The city also raised property taxes by 18% to boost its coffers.

In August the New York Liberty Development Corp., which provides loans and grants to businesses within the state, issued $1.22 billion of revenue refunding green bonds for its 4 World Trade Center project. Fitch Ratings and S&P Global Ratings assigned A-minus and A ratings, respectively.

Underwriters repriced and lowered some of the early serial bonds. Goldman Sachs was bookrunner.

The city has a history of recovering from disasters, some unexpected, some not. They range from weather disasters — including the recent remnants of Hurricane Ida — to the near-brush with bankruptcy in the mid-1970s.

“I think the city had a big reckoning in the mid-1970s with its financial crisis and now there’s greater vigilance on fiscal planning,” said Natalie Cohen, president of National Municipal News and a longtime municipal bond analyst.

“Nationally, we’re going through bunch of major interchanges — Federal Reserve policy, technology and growing inequality. The aftermath of the George Floyd death showed up in the recent mayoral primarily with the varying viewpoints you saw.”

Rein, citing the city’s history of coping with disasters, differentiated between the expected and the unexpected.

“Let’s think about the last 50 years. We look at the 1970s: political upheaval, social upheaval, the decline of manufacturing, Rust Belt cities to Sun Belt cities. Obviously compounding that is, of course, as we saw, mismanagement of New York City government, questions about how we managed our social service sector.

“The recovery from the 1970s took a long time because there were those underlying trends. But New York did come back and we can think through the 90s as a more governable, livable city.”

A recession and a “localized disaster” were the dynamics in 2001.

“Think about New York coming together after 9/11 within New York, and with New York city, state, the federal government. Think about those forces and the speed of the response and the cohesion of that recovery. Things like encouraging residential influx to downtown, right at the heart of where the attack was.”

Such unity is absent today by contrast, according to Rein.

“Politics are divisive within the city. We can see the land-use decisions and the push and pull.
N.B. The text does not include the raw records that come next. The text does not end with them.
PR #6708, opened 2023-05-31
HHH-15929 Handle the possibility of different JdbcMappings for the same column

beikov:
DO NOT MERGE YET. Let @sebersole decide if we want to backport this.

https://hibernate.atlassian.net/browse/HHH-15929

Also fixes https://hibernate.atlassian.net/browse/HHH-16250 and https://hibernate.atlassian.net/browse/HHH-16490

### DIFF
--- a/hibernate-core/src/main/java/org/hibernate/persister/entity/SingleTableEntityPersister.java
+++ b/hibernate-core/src/main/java/org/hibernate/persister/entity/SingleTableEntityPersister.java
@@ -759,7 +759,8 @@ public class SingleTableEntityPersister extends AbstractEntityPersister {
 					tableName,
 					() -> columnConsumer -> columnConsumer.accept(
 							tableName,
-							constraintOrderedKeyColumnNames[tablePosition]
+							constraintOrderedKeyColumnNames[tablePosition],
+							getIdentifierMapping()::getJdbcMapping
 					)
 			);
 		}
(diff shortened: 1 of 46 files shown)


hibernate-core/src/main/java/org/hibernate/persister/entity/SingleTableEntityPersister.java
```diff
@@ -759,7 +759,8 @@ public void visitConstraintOrderedTables(ConstraintOrderedTableConsumer consumer
 					tableName,
 					() -> columnConsumer -> columnConsumer.accept(
 							tableName,
-							constraintOrderedKeyColumnNames[tablePosition]
+							constraintOrderedKeyColumnNames[tablePosition],
+							getIdentifierMapping().getJdbcMappings()
```
Sanne, line 763: It's probably worth extracing these from the hot loop? I see `getIdentifierMapping()` is typically trivial, but `getJdbcMappings` is sometimes not.

Sanne: Also it's a quadratic loop :/ And I see several `getJdbcMappings` implementations creating defensive list copies.

It seems to call for a change in `getJdbcMappings()` to expose an immutable list by contract, so to avoid all such copies - regardless of this loop.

We have national political divisiveness, the impact of 40 years of income inequality growing, and housing inaffordability in this city becomes more and more challenging.”
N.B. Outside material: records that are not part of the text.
PR #6711, opened 2023-06-01
Migrating `Serializable[] getPropertySpaces()` to `String[] getPropertySpaces()`

Sanne:
Migrating `Serializable[] getPropertySpaces()` to `String[] getPropertySpaces()` : we seem to require these to be String[] and need to occasionally do some casting; might as well make it explicit?

Please let me know if this is considered an SPI breaking change, I could do it with a deprecation cycle and choosing a new methodname... I hope that's unnecessary in this case.


beikov (approved):
I guess this SPI change is fine for 6.3 i.e. main, though I'm not sure if we consider `EntityPersister`/`CollectionPersister` API or SPI. Wdyt @sebersole?

Sanne:
Conflicts resolved .. I'll merge soon?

Joseph Krist, publisher of Muni Credit News, detects “a sense of almost doom” regarding prospects for the economy.

“In 2001, there seemed to be more of a spirit of putting effort into restoration,” Krist said. “Now, the various interests look like they are almost trying to game the politics of the recovery from the pandemic for their own parochial ends. It’s like the whole recovery is about doing what 25- to 40-year-old bike riders want.”

He added: “There was also more of a community spirit in 2001. Now, all we hear about is how different groups are impacted differently. It makes the recovery more complicated.

“Now, the pandemic has only heightened differences.”